What to produce: Because the material must match the original, reproduce every line of it exactly.
##############################
PR #2696, opened 2021-11-16
Emscripten related fixes

Ghabry:
Luckily this was debuggable without using Emscripten :D

The first commit fixes e.g. a folder called "music" not being found when launching directly from the game dir. So this was not found by our Android users just because the project-path there is a path with one directory component in it.

-------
##############################
Task solution:
PR #2696, opened 2021-11-16
Emscripten related fixes

Ghabry:
Luckily this was debuggable without using Emscripten :D

The first commit fixes e.g. a folder called "music" not being found when launching directly from the game dir. So this was not found by our Android users just because the project-path there is a path with one directory component in it.

-------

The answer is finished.